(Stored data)

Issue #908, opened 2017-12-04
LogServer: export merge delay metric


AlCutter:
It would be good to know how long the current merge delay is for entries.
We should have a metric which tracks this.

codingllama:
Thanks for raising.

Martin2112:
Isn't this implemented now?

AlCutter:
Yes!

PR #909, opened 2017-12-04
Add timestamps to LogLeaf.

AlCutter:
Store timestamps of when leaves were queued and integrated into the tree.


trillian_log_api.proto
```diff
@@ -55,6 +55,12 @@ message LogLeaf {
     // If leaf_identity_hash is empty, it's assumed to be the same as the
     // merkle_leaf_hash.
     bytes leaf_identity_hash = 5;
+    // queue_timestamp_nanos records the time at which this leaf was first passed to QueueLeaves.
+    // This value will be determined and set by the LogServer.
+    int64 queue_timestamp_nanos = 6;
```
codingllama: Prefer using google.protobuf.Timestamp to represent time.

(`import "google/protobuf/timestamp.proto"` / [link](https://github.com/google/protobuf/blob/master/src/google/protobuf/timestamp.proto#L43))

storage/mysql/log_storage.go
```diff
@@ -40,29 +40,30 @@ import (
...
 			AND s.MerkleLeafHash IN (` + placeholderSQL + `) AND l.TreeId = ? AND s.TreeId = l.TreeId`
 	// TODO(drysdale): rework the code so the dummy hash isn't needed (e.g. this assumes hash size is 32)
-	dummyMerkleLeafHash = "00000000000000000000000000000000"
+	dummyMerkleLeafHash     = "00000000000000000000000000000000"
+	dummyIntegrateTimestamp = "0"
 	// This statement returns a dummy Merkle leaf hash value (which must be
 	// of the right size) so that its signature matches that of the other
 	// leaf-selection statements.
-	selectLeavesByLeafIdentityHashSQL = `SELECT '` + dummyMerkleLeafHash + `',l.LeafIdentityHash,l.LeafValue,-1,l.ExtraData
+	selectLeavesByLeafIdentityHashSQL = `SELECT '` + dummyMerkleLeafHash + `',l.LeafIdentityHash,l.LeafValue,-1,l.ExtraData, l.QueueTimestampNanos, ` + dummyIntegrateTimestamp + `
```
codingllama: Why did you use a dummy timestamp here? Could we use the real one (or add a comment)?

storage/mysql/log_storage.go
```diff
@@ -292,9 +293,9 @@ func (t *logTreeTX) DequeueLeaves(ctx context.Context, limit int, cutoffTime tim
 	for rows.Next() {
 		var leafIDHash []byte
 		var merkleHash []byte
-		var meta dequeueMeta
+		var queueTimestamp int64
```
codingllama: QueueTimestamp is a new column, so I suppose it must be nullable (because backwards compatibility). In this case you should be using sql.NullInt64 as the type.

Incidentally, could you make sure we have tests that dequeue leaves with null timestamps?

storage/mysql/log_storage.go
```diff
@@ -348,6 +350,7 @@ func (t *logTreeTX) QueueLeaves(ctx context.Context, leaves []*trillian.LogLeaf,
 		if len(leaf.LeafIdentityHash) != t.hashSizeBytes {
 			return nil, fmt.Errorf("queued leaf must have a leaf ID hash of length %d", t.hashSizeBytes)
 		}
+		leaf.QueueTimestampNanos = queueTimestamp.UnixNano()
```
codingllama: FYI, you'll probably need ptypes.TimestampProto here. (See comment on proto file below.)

__What you will do__.
An exact written copy of every entry is the required answer.

__Result__.
Issue #908, opened 2017-12-04
LogServer: export merge delay metric


AlCutter:
It would be good to know how long the current merge delay is for entries.
We should have a metric which tracks this.

codingllama:
Thanks for raising.

Martin2112:
Isn't this implemented now?

AlCutter:
Yes!

PR #909, opened 2017-12-04
Add timestamps to LogLeaf.

AlCutter:
Store timestamps of when leaves were queued and integrated into the tree.


trillian_log_api.proto
```diff
@@ -55,6 +55,12 @@ message LogLeaf {
     // If leaf_identity_hash is empty, it's assumed to be the same as the
     // merkle_leaf_hash.
     bytes leaf_identity_hash = 5;
+    // queue_timestamp_nanos records the time at which this leaf was first passed to QueueLeaves.
+    // This value will be determined and set by the LogServer.
+    int64 queue_timestamp_nanos = 6;
```
codingllama: Prefer using google.protobuf.Timestamp to represent time.

(`import "google/protobuf/timestamp.proto"` / [link](https://github.com/google/protobuf/blob/master/src/google/protobuf/timestamp.proto#L43))

storage/mysql/log_storage.go
```diff
@@ -40,29 +40,30 @@ import (
...
 			AND s.MerkleLeafHash IN (` + placeholderSQL + `) AND l.TreeId = ? AND s.TreeId = l.TreeId`
 	// TODO(drysdale): rework the code so the dummy hash isn't needed (e.g. this assumes hash size is 32)
-	dummyMerkleLeafHash = "00000000000000000000000000000000"
+	dummyMerkleLeafHash     = "00000000000000000000000000000000"
+	dummyIntegrateTimestamp = "0"
 	// This statement returns a dummy Merkle leaf hash value (which must be
 	// of the right size) so that its signature matches that of the other
 	// leaf-selection statements.
-	selectLeavesByLeafIdentityHashSQL = `SELECT '` + dummyMerkleLeafHash + `',l.LeafIdentityHash,l.LeafValue,-1,l.ExtraData
+	selectLeavesByLeafIdentityHashSQL = `SELECT '` + dummyMerkleLeafHash + `',l.LeafIdentityHash,l.LeafValue,-1,l.ExtraData, l.QueueTimestampNanos, ` + dummyIntegrateTimestamp + `
```
codingllama: Why did you use a dummy timestamp here? Could we use the real one (or add a comment)?

storage/mysql/log_storage.go
```diff
@@ -292,9 +293,9 @@ func (t *logTreeTX) DequeueLeaves(ctx context.Context, limit int, cutoffTime tim
 	for rows.Next() {
 		var leafIDHash []byte
 		var merkleHash []byte
-		var meta dequeueMeta
+		var queueTimestamp int64
```
codingllama: QueueTimestamp is a new column, so I suppose it must be nullable (because backwards compatibility). In this case you should be using sql.NullInt64 as the type.

Incidentally, could you make sure we have tests that dequeue leaves with null timestamps?

storage/mysql/log_storage.go
```diff
@@ -348,6 +350,7 @@ func (t *logTreeTX) QueueLeaves(ctx context.Context, leaves []*trillian.LogLeaf,
 		if len(leaf.LeafIdentityHash) != t.hashSizeBytes {
 			return nil, fmt.Errorf("queued leaf must have a leaf ID hash of length %d", t.hashSizeBytes)
 		}
+		leaf.QueueTimestampNanos = queueTimestamp.UnixNano()
```
codingllama: FYI, you'll probably need ptypes.TimestampProto here. (See comment on proto file below.)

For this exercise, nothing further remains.